WHAT THE TASK ASKS → Your answer should be one number, the count of lines in the data that hold "address".

[Opening SOURCE DATA section]

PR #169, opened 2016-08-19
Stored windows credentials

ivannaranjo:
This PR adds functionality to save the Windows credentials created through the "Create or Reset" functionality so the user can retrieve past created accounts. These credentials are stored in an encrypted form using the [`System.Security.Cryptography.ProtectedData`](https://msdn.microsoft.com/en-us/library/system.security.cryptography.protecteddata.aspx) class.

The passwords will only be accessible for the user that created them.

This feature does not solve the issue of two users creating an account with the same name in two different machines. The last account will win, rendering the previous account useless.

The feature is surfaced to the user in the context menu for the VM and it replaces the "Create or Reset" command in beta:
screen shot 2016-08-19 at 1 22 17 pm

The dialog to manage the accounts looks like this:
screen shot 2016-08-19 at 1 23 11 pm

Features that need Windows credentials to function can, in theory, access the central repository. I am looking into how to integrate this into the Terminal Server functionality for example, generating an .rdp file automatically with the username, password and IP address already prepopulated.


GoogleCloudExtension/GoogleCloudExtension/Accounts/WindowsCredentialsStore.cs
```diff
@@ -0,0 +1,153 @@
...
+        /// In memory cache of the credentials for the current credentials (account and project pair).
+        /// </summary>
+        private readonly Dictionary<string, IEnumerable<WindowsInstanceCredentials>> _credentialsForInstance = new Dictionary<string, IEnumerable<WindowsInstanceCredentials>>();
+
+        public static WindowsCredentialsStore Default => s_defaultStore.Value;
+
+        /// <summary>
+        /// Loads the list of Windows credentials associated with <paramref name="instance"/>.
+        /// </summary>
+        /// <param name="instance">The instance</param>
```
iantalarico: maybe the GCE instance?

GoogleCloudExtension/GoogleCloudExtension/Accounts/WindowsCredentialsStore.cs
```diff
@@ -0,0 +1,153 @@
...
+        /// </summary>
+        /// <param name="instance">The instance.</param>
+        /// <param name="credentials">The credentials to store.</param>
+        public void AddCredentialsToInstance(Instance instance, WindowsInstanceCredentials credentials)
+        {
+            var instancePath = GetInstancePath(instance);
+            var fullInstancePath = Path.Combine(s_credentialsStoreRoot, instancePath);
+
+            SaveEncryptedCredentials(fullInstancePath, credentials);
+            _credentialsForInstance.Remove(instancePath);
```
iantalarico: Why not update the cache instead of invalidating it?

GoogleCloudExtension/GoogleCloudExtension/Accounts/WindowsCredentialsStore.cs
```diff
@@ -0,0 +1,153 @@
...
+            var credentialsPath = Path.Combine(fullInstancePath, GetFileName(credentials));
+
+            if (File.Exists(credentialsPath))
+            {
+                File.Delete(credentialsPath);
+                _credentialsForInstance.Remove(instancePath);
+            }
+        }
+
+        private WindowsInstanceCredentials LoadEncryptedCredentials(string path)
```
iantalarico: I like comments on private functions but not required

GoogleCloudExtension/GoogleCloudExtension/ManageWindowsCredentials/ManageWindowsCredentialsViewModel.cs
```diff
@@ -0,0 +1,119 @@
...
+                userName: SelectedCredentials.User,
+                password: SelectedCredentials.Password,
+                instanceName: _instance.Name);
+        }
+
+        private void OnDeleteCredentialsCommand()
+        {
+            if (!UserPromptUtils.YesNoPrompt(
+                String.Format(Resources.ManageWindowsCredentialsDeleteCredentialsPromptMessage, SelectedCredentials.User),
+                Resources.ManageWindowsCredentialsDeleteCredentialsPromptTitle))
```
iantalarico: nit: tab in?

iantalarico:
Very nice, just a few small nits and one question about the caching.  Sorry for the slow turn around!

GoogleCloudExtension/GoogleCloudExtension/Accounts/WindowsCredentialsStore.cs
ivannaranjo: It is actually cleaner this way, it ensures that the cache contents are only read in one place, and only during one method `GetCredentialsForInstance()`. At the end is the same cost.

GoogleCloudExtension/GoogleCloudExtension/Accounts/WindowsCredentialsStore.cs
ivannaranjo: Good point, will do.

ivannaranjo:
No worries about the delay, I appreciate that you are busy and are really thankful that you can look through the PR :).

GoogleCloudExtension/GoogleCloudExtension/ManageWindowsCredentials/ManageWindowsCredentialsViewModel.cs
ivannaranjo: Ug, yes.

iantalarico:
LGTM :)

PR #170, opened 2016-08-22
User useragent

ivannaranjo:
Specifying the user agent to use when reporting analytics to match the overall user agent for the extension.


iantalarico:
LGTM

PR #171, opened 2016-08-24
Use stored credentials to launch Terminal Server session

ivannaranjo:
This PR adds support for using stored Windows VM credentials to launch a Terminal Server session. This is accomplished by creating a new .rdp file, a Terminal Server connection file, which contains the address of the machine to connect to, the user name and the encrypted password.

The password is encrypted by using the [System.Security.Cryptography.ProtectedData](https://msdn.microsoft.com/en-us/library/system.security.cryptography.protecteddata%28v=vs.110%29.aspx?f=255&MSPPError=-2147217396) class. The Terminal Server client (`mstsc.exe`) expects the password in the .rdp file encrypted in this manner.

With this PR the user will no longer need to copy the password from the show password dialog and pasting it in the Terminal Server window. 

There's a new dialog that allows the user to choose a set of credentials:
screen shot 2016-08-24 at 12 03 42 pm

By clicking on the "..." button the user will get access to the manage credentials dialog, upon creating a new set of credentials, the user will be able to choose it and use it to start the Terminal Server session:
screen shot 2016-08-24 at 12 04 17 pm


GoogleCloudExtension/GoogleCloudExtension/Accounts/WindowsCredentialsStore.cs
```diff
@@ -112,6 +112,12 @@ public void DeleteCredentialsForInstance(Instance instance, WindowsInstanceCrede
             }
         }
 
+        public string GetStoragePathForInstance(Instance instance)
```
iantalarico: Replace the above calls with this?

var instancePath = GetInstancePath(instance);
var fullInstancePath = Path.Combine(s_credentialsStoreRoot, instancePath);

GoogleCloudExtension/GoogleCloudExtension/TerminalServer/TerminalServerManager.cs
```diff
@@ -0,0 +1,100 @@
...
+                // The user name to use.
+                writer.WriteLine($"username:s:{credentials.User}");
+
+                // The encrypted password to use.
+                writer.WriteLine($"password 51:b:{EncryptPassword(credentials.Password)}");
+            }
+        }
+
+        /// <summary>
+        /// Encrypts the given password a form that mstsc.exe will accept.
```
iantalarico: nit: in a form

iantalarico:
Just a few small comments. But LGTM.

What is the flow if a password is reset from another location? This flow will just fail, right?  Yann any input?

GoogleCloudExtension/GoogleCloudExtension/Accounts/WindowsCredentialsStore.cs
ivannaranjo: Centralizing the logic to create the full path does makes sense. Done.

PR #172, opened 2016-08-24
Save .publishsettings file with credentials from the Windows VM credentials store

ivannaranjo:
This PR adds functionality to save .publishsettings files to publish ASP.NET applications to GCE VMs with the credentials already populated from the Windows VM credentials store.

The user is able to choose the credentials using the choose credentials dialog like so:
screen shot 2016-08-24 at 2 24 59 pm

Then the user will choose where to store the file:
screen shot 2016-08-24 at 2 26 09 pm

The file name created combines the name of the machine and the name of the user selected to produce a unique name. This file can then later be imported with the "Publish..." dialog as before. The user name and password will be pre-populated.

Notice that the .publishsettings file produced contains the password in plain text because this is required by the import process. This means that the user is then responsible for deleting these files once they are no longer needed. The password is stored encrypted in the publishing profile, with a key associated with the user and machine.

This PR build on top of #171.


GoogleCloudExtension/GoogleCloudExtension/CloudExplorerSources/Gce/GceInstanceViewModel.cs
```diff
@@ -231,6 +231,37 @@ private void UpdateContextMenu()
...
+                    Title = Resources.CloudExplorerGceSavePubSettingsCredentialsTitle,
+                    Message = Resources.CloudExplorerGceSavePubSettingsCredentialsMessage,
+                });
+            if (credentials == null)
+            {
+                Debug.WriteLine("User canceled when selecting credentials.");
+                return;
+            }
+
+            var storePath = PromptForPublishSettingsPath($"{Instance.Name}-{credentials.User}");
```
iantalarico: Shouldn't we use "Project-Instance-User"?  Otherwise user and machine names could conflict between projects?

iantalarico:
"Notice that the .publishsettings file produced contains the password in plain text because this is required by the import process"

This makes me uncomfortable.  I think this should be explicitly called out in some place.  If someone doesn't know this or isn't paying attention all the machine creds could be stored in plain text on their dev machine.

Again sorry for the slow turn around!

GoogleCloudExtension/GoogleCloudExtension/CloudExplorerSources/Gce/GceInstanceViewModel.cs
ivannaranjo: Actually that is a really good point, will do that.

[Closing SOURCE DATA section]

ANSWER BOX → 2